Une fois sur la rive gauche du fleuve, ils suivirent l’Eridanos, tributaire de l’Ilissus, en remontant son cours dans la direction du mont Hymette, masse énorme obstruant le ciel, et qui de loin fait naître la vision d’un éléphant monstrueux couché au soleil, avec sa peau chauve et sillonnée de crevasses, qui reluit.

Les abeilles cependant récoltent encore leur miel incomparable sur cette montagne de la désolation. C’est qu’elles connaissent parmi ce chaos des gorges profondes qu’emplit le murmure d’une source, des oasis pleines de fleurs, d’ombre et de solitude, des jardins embaumés à l’abri du vent qui souffle de la mer, impénétrables aux fournaises qu’allume l’heure de midi.

Le sentier devenait montueux. L’Eridanos, resserré entre les parois de deux rives élevées, se hâtait en murmurant. Ses eaux, depuis la source, n’avaient rien perdu de leur fraîcheur sous le couvert d’arbousiers, de myrtes, de lauriers sauvages qui obstruent son lit. Ces arbustes empanachés de fleurs roses ou de fruits écarlates, semblent un fleuve de sang jailli du cœur de la terre et coulant entre les lèvres d’une blessure vermeille. Mais, quand le zéphyr, qui descend parfois de la montagne, agite, en y creusant des vagues, comme pour compléter l’illusion, la cime touffue des lauriers roses, une atmosphère saturée de parfums troublans inonde l’espace d’alentour.

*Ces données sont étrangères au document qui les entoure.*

PR #361, opened 2021-02-22
fix: Remove MaSidebar

afontcu:
Question to @holaluz/frontend: how do you want to tag this release? It is clearly a breaking change, but it is already handled in https://github.com/holaluz/bonasera/pull/821, and won't affect any other projects. Issuing a release means manually bumping margarita to the next major version, so maybe avoiding the hassle is sensible. Thoughts?


edufarre:
I would go ahead and not release a new major version then, a minor would do, right?
However, I do reckon that we should bear in mind that in the PR where we update our storybook to use Controls, we do still have a Sidebar component, thus, I implemented its story https://github.com/holaluz/margarita/pull/360/commits/29951e3e6ccbfb29364deee055d60b5b296e425e, we must remove it from there too

sergigraciaj:
I'm ok with no releasing a major, but not sure how to tag it, maybe _perf_? do we have that? lol

afontcu:
> we should bear in mind that in the PR where we update our storybook to use Controls

I'd go ahead and remove the commit entirely from the PR no matter the release version that we end up issuing 👍

edufarre:
> > we should bear in mind that in the PR where we update our storybook to use Controls
> 
> I'd go ahead and remove the commit entirely from the PR no matter the release version that we end up issuing 👍

I know there is no relation with the discussed release version, I was just doing a reminder.
About the version, I would even say this is kinda `fix` isn't it? We are actually removing a non-used component. It don't even have a story nor documentation.

alexcastelo95 (approved):
I am still internalising the release tags. But since it's not being used anywhere, I think it's closer to a `fix` than anything else, right? 🤔

edufarre (approved):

Dans les pays lumineux que baignent les flots de la mer Egée, toute la nature sent bon. Chaque brin d’herbe que le voyageur écrase distraitement sous son pied, peuple la campagne de nouvelles senteurs. Sous les étreintes irrésistibles du soleil, leur amant, les fleurs et les plantes grasses se pâment au flanc des rochers dans des convulsions amoureuses ; leurs tiges gonflées éclatent ; la sève pleure par tous les pores des larmes odorantes.

Yani et Zoïtsa purent atteindre, avant la trop grande chaleur du jour, le but de leur promenade et se plonger le visage et les mains dans la source même de l’Eridanos ; je veux dire la célèbre fontaine qui jaillit au pied du monastère de Kœsariani.

Le bois qui l’environne reçut, dès les premiers âges, la faveur d’une visite céleste. C’est ici qu’Aurore, fille du soleil et de la rosée, dans cette vallée solitaire, vit pour la première fois le beau chasseur Céphale et lui dit sa passion, mais l’ingrat, indifférent à ses charmes, lui préféra Procris.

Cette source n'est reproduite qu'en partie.